Real-World Bimanual YAM Tasks: MolmoAct2 fine-tuned on evaluation data outperforms 4 strong baselines by a large margin (15% over the runner-up).

4. Ablation Studies & Inference Speed

Systematic Ablations (Tables 9-13): Key findings:
- The Molmo2-ER backbone provides a +6.0% gain over Molmo2 for action prediction (Table 9).
- The per-layer KV connection outperforms hidden-state conditioning (Table 10).
- Using K=8 flow samples per chunk is optimal (Table 11).
- Co-training discrete and continuous objectives with full fine-tuning works best (Table 12).
- Depth-token noise injection and a learned depth gate are beneficial for MolmoAct2-Think (Table 13).
Inference Speed (Figure 8): With CUDA Graph optimizations, MolmoAct2 reaches 55.79 Hz control rate (2.42x speedup). MolmoAct2-Think reaches 12.71 Hz (1.58x speedup), making its adaptive-depth reasoning practical.
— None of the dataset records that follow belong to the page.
PR #770, opened 2022-07-16
Fix commas in author list

### LINKED ISSUE #749: Support equally contributed sign ^* on publications.
Hi, 

Thanks for providing this awesome persnal page template. I am wondering whether it is possble to add equally contributed sign ^* on publications, when it is needed to be shown on the list of authors. For example, Name1$^{\*}$, Name2$^{\*},$ .... 

Thanks!

gzwongkk:
The current author list has an issue with commas and spaces. 
For example, the first paper in publications

>Letters on wave mechanics
Einstein, Albert, [Schrödinger, Erwin](https://en.wikipedia.org/wiki/Erwin_Schr%C3%B6dinger),  [Planck, Max](https://en.wikipedia.org/wiki/Max_Planck) and 2 more authors
1967

There are actually two spaces in front of 'Planck, Max' and a missing comma before 'and'.
Moreover, the expanded author list after clicking on the '2 more authors' does not contain the 'and' conjunction.

This PR fixes the above problems and simplifies some of the redundant codes.
In particular, it prevents liquid from printing any arbitrary whitespaces and puts the 'and' into latter phrase.
A weird boundary case (i.e., author_array_limit is zero) is also considered and handled.

Last but not least, I still think it is a bit inconvenient to have the author's last name before the first name. 
Conventionally, it should be 'A. Einstein, B. Podolsky, and N. Rosen' instead of the current 'Einstein, A., Podolsky, B., and Rosen, N.' 
Although I have not changed this in the PR, it is recommended to review the current name order.

### DIFF
--- a/_layouts/bib.html
+++ b/_layouts/bib.html
@@ -11,13 +11,9 @@
           {%- endif -%}
         {%- elsif entry.abbr -%}
           {%- if site.data.venues[entry.abbr] -%}
-            {%- assign venue_style = "" -%}
-            {%- if site.data.venues[entry.abbr].color -%}
-            {%- assign venue_style = venue_style | append: 'style="background-color:' | append: site.data.venues[entry.abbr].color | append: '"' -%}
-            {%- endif -%}
-            <abbr class="badge" {{venue_style}}><a href="{{site.data.venues[entry.abbr].url}}">{{entry.abbr}}</a></abbr>
+          <abbr class="badge"><a href="{{site.data.venues[entry.abbr].url}}">{{entry.abbr}}</a></abbr>
           {%- else -%}
-            <abbr class="badge">{{entry.abbr}}</abbr>
+          <abbr class="badge">{{entry.abbr}}</abbr>
           {%- endif -%}
         {%- endif -%}
         </div>
--- a/_layouts/bib.html
+++ b/_layouts/bib.html
@@ -11,9 +11,13 @@
           {%- endif -%}
         {%- elsif entry.abbr -%}
           {%- if site.data.venues[entry.abbr] -%}
-          <abbr class="badge"><a href="{{site.data.venues[entry.abbr].url}}">{{entry.abbr}}</a></abbr>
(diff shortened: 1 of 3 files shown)


alshedivat (commented):
thank you so much for bug fixes + improvements!!

re: the "and" before "more authors" — this is a matter of style preference, but I would actually prefer having that "and" to keep the first K authors always separated from "more authors".

re: "last name, first name" ordering — this has come up a couple of times in the discussions. I have not strong preference here, so let's switch to more natural "first last" name ordering that you and others have requested. it would be awesome if you could make this change in this PR directly.

gzwongkk:
Got it. I have added a new global variable "max_author_separated" in _config.yml to address the style preference. When it is set to true, "and" will be shown before "more authors"; otherwise, "and" will be shown before the last author.

The "first last" name ordering is changed in the new commit as well.

_layouts/bib.html
```diff
@@ -29,76 +29,65 @@
...
           {%- if site.max_author_limit and author_array_size > site.max_author_limit %}
             {% assign author_array_limit = site.max_author_limit %}
-          {% else %}
-            {% assign author_array_limit = author_array_size %}
           {% endif %}
 
           {%- for author in entry.author_array limit: author_array_limit -%}
             {%- assign author_is_self = false -%}
-            {%- if author.last == site.scholar.last_name %}
+            {%- assign author_last_name = author.last | remove: "*" -%}
```
rohandebsarkar, line 39: I think other symbols such as `^` should also be removed.

gzwongkk: Thank you for the reminder. I took the ^ symbol as a math sign unconsciously. 
I have referred to the guideline by [PLOS ONE](https://journals.plos.org/plosone/s/submission-guidelines), in particular this [PDF document](https://journals.plos.org/plosone/s/file?id=3fac/PLOS%20Affiliations%20Formatting%20Guidelines.pdf).
The guideline suggested five common symbols for indicating special authorships.

PR #797, opened 2022-08-01
Support different colors for different kinds of publications in publication list

### LINKED ISSUE #541: Different colors for different kinds of publications in publication list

Theoretical and Practical Implications

Democratizing Robotics AI: By releasing a fully open stack (model, data, code) that performs at or above the state-of-the-art, MolmoAct2 lowers the barrier to entry for VLA research and enables practitioners to adapt models to their own robots and tasks.
Architectural Innovation: The per-layer KV-cache conditioning provides a novel, effective method for tightly coupling a continuous control expert to a discrete-token VLM, preserving rich intermediate representations.
Efficient Embodied Reasoning: The adaptive-depth token approach demonstrates that explicit geometric reasoning can be integrated into VLAs without incurring prohibitive latency, by exploiting temporal redundancy in robot trajectories.
Path to Real-World Deployment: The focus on accessible platforms (low-to-medium cost), trajectory quality beyond simple success rate, and efficient fine-tuning directly addresses practical deployment concerns in real-world settings like homes, labs, and factories.

Conclusion

MolmoAct2 is a family of fully open action reasoning models built to bridge the gap between academic VLA research and real-world robotic deployment. By introducing a specialized embodied reasoning backbone (Molmo2-ER), new high-quality datasets, a novel VLA architecture with per-layer KV conditioning, and an adaptive-depth reasoning variant (MolmoAct2-Think), it achieves state-of-the-art performance across a wide range of simulation and real-world benchmarks.

The work demonstrates that open models can match or surpass the performance of closed frontier systems while being more adaptable, interpretable, and efficient. By releasing all components openly, the authors aim for MolmoAct2 to be more than an academic foundation model—to be a practical tool that can be deployed in real-world workflows to deliver meaningful social impact. Future directions likely include scaling to more embodiments, tasks, and further improving the efficiency and robustness of the reasoning mechanisms.